私たちはどこから来たのか?(隈元浩彦著 毎日新聞社)
ブログで何度か書いたが、20万年前に誕生したホモ・サピエンスがアフリカ大陸から中東へ4万8000年前に渡り、日本列島へは①シベリア・サハリンルート②朝鮮半島ルート③南洋から海の道(船で漕ぐか漂流で)を渡って来たルートのほぼ3つの道で日本列島に住み着いた話は何度か書いた。
長い縄文時代を経て弥生時代に向かうわけだが、きょうは人口数のことである。新しい学問で古代の人口数を割り出してる人がいる。日本列島に具体的にいったい何人くらい住んでいたのかという記述がこの本に書かれてあった。5500年前の青森三内丸山遺跡は村人口は500人。当時は縄文晩期に当たるので人口数は76000人。縄文時代の中期が26万人もいて、後期が16万人と人口が減って、縄文晩期では7・6万人。この減少原因はチフスやハシカの疫病ではないかと言われている。
注目すべきは縄文時代には東日本の人口が西日本の約8倍の人口数なのだ。気候や狩猟や木の実など東日本が住みやすかったことがうかがえる。ところが、突然、弥生時代になると人口が約60万人に急増する。人類学者はこの時期、朝鮮半島から何かの事情で日本列島へ大量の移住民が来たとみている。彼らは近畿を中心に住んだ。それ以降、日本列島は近畿を中心に同心円で文化が伝播、人が移住していく構図ができる。もちろん出雲地方にもたくさん渡来人が来ていることはいうまでもない。北九州にも。

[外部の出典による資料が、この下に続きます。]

PR #5517, opened 2020-05-29
Remove MorphAnalysis __str__ and __repr__

adrianeboyd:
## Description

The current version raises an error because `to_json()` returns a list, so remove it for v2 for now.

### Types of change

Bug fix.

## Checklist


adrianeboyd:
In v3 this will be a UFEATS-style string.

As alternatives for now, it would be possible to return `str(self.to_json())` or some derivation of this, but I'm worried this would be more confusing than helpful since it's not really a list underneath. `list(token.morph)` is more useful, plus obviously the individual features.

PR #5521, opened 2020-05-30
fix deserialization order

svlandeg:
## Description

The pretrain command didn't work anymore when giving it a vectors model:

`spacy pretrain my_data.jsonl en_vectors_web_lg my_output -i 20`

gave a
```
  File "vectors.pyx", line 420, in spacy.vectors.Vectors.from_disk.load_keys
  File "vectors.pyx", line 309, in spacy.vectors.Vectors.add
ValueError: [E197] Row out of bounds, unable to add row 0 for key 64.
```

It looks like the order of deserialization was wrong - the vectors (`self.data`) needs to be loaded first?

This code hasn't changed in ages though, so why did it stop working? My best guess is that this edit https://github.com/explosion/spaCy/pull/5430/files#diff-2e6a697a4ce7f5268000e28254546b00L306 in a recent PR by @adrianeboyd fixed a bug that was hiding the current bug ?

### Types of change
bug fix

## Checklist

### DIFF
--- a/spacy/vectors.pyx
+++ b/spacy/vectors.pyx
@@ -425,9 +425,9 @@ cdef class Vectors:
                 self.data = xp.load(str(path))
 
         serializers = OrderedDict((
-            ("key2row", load_key2row),
-            ("keys", load_keys),
             ("vectors", load_vectors),
+            ("keys", load_keys),
+            ("key2row", load_key2row),
         ))
         util.from_disk(path, serializers, [])
         self._sync_unset()


honnibal:
This is a bit creepy, as I don't really get what's going on. Your change looks right though, so cautiously accept? I guess we should just keep these vectors changes in the back of our minds if weird stuff goes wrong.

adrianeboyd:
The problem is that `en_vectors_web_lg` is in the `2.1.0` format and doesn't include the vector metadata in `meta.json`, so it gets initialized as `(0,0)`. I think you're right that the other change revealed this given the fact that it uses `keys` instead of `key2row`. (Do we still want to support `keys`?)

I created an updated `en_vectors_web_lg` 2.3.0 last week (by hand) that will be published with the other 2.3.0 models.

PR #6124, opened 2020-09-23
Update Indonesian Example Phrases  

rasyidf:
The current example of the Indonesian language contains sensitive topics (Violent, Terrorism) and needs to be changed with more proper sentences.
 
## Description
No code changed, only strings. 

### Types of change
bugfix or enhancement

## Checklist


adrianeboyd:
Thanks for the PR! We definitely agree that it's better to have more neutral examples.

それにしても半島からの大量移住がなければ、東日本が古代から列島の中心勢力になっていた。なぜ昔から東北へ向かって(夷・えびす)征伐(こんな言い方でいいのか)を継続して行ったかが理解できる。アイヌの勢力退治だとか言われていたが、縄文時代の血脈を継ぐ力強い人たちが健在で、彼らを討伐しないと自分たちもいずれ脅かされるくらいの力ある集団であった。征夷大将軍の『夷』の意味だけど、さまざまな疫病で人口数が減ったとはいえ、列島の中では野山を駆け回りゲリラ的に生きられた人たちだった。
関西のサントリーの佐治敬三さんが思わず東北のことを『熊襲』発言をして顰蹙をかったことがあるが、いまでもこれは本音のような気がする。京都のホテルのお土産屋で筆者は経営者につかまってしまい延々30分、自分の家系の由緒正しいことを聞かされ辟易したことがある。『私の子孫は卑しい(?)地方の出ではないぞ』と誰彼と話すことにどれだけの意義があるとのかと筆者など思うけど、自慢話ほど不愉快なものはない。京都・関西も含めて、そういう思考回路が部落差別の根源に横たわっているように見える。どこか、近畿圏には弥生のころから『おらが日本の中心だ』を想起する頭脳回路が埋められたとさえ思える。
さらに日本人の祖先はバイカル湖の南側に住む人たちと遺伝子的に共通だという研究者もいるが、それよりこの国がどこへ向かって帆をあげて航海しているのか、どこから来たかも研究テーマでは面白いが『どこへ行く』も考えたい。
異星人。
地球上に理想郷はなくなりつつあるので、早く別の星を見つけなければならないだろう。長距離弾道ミサイルも届かない星へ。しかし瞬間移動でもしない限り年老いて到着するか、もしくは遺体で到着?では笑えない。それより何より、到着先の星に先住民が居たりして?。必ずしも歓迎されるとは限らない。
「回帰説」
太古の昔の事は、誰にもわからない。学者も理論づけはしても、最終的には推測だろうし仮説に過ぎないのだろう。そこで、こんな仮説も面白いのではないだろうか?「人口の急増期」には違う星から大挙やって来て、「人口急減期」には元のふるさとの星に戻ったと。鮭の回帰にも似た「宇宙の神秘説」と言う訳だ。